Take every line from the data that has the word "than" in it.

= Exercise materials =

# # # # #

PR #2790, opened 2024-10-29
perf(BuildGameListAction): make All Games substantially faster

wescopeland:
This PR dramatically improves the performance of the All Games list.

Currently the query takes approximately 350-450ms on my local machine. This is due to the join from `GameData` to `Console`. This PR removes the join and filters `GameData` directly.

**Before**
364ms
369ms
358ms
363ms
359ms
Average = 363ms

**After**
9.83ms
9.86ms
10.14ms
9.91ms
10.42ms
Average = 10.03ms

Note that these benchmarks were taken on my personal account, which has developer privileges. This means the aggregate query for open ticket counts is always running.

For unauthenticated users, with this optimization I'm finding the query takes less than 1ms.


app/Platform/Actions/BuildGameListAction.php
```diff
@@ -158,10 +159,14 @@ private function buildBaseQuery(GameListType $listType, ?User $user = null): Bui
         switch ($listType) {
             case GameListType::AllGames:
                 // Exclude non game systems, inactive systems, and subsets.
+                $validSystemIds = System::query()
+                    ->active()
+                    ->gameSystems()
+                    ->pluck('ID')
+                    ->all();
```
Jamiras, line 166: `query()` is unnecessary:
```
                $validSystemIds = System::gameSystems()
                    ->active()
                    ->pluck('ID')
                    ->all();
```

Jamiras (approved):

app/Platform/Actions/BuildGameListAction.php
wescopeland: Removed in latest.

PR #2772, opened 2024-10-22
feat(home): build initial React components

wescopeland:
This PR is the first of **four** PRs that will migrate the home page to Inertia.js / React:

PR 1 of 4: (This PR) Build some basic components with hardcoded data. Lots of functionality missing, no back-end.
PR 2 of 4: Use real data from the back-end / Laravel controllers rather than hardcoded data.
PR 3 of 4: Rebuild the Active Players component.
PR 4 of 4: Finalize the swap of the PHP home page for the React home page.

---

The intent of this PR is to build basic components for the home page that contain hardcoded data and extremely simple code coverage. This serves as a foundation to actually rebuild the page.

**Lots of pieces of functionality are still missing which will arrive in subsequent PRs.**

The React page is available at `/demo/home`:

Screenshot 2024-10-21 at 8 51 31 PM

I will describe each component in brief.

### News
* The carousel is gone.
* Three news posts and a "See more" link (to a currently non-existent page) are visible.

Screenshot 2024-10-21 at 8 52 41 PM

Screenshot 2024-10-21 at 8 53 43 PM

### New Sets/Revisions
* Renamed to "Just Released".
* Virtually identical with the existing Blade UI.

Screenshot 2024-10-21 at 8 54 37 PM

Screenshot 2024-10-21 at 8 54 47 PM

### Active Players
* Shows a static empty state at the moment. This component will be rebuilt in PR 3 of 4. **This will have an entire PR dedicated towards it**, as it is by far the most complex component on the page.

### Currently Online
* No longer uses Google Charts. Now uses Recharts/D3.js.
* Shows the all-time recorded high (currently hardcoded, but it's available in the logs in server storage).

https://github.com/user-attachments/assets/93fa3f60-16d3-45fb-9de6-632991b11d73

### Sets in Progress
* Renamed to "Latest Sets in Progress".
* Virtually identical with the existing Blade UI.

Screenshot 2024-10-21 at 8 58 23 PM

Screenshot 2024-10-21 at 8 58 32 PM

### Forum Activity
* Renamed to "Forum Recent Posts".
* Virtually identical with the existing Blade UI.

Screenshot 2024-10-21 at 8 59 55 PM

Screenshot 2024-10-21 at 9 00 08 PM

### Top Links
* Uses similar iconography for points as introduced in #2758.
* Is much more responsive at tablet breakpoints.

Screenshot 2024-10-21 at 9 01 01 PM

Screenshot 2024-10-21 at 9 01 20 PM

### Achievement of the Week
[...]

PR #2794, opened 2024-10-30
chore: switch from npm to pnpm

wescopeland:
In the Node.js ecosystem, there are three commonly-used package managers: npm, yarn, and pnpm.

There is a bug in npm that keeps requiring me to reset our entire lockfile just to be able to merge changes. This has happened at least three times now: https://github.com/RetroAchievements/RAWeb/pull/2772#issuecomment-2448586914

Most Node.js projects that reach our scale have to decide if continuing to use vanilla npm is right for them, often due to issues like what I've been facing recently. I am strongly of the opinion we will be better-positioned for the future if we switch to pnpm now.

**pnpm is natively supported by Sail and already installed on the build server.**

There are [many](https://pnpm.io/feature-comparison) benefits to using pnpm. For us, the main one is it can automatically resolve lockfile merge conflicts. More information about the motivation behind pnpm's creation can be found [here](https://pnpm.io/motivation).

# # # # #

= Response for this exercise =
For unauthenticated users, with this optimization I'm finding the query takes less than 1ms.
PR 2 of 4: Use real data from the back-end / Laravel controllers rather than hardcoded data.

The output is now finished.